══ LISTED RECORDS

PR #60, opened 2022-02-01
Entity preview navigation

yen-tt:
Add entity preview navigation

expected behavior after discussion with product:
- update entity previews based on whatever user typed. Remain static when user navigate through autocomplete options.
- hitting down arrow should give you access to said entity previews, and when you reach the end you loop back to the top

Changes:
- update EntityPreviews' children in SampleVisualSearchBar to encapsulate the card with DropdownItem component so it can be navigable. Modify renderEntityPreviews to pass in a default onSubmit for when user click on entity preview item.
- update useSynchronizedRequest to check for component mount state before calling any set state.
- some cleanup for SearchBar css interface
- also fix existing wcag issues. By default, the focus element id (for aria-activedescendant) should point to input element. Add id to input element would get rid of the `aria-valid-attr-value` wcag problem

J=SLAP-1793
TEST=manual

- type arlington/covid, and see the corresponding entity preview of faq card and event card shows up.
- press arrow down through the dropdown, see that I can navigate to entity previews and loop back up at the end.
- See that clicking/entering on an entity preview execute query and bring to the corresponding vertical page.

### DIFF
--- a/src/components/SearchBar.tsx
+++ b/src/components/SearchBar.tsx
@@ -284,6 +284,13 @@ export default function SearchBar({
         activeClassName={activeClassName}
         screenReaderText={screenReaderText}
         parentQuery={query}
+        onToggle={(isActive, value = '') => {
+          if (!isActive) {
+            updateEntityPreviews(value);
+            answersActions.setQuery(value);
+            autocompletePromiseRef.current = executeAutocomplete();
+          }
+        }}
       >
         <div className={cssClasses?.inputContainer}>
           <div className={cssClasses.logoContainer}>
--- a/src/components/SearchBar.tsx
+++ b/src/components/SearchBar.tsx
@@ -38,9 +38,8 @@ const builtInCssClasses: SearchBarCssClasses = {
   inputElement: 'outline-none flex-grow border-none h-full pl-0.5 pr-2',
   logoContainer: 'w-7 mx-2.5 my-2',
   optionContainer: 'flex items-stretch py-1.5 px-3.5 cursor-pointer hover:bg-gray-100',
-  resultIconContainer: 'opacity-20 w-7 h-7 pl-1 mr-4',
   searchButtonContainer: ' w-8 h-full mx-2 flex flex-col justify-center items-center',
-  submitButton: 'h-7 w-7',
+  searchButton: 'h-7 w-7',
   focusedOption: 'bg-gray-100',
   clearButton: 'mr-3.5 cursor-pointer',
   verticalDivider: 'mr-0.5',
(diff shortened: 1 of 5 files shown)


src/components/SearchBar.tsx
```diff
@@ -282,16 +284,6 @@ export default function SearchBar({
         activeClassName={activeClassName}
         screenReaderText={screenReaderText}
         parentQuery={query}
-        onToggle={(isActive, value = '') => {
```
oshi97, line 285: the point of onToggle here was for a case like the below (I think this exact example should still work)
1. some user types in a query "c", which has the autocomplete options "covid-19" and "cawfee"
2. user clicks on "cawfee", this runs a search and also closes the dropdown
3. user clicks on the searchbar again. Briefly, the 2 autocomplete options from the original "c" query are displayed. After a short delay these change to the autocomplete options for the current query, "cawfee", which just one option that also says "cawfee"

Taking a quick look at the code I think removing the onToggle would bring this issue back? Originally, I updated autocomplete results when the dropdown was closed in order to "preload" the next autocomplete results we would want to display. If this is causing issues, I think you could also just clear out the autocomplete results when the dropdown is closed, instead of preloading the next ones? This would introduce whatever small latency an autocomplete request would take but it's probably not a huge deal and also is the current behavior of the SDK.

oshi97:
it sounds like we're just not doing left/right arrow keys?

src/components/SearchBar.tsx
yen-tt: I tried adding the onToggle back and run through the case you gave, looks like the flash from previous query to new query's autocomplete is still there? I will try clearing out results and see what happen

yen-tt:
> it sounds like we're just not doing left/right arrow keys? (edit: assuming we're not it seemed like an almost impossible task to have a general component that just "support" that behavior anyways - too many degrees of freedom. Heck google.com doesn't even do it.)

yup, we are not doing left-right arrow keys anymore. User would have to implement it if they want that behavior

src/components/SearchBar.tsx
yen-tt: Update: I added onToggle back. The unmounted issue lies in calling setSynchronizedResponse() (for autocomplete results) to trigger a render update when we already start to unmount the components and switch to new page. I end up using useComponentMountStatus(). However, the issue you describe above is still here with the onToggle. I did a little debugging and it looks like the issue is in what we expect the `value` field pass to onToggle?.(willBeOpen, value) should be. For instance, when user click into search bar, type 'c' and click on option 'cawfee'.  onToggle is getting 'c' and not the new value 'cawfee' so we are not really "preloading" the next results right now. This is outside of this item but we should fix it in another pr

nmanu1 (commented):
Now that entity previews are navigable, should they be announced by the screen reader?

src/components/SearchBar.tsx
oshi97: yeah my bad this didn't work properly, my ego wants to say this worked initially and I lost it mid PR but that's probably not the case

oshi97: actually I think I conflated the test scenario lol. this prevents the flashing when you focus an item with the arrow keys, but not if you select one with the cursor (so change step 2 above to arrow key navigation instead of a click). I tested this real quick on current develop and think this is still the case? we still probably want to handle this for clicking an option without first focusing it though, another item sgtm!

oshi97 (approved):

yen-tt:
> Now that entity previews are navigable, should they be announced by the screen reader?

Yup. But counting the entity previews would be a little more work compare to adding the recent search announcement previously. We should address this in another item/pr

════

- **PROBLEM STATEMENT**: Your answer should be each line from the entries that includes the string "export".

- **OUTPUT FOR THIS EXERCISE**:
@@ -284,6 +284,13 @@ export default function SearchBar({
@@ -282,16 +284,6 @@ export default function SearchBar({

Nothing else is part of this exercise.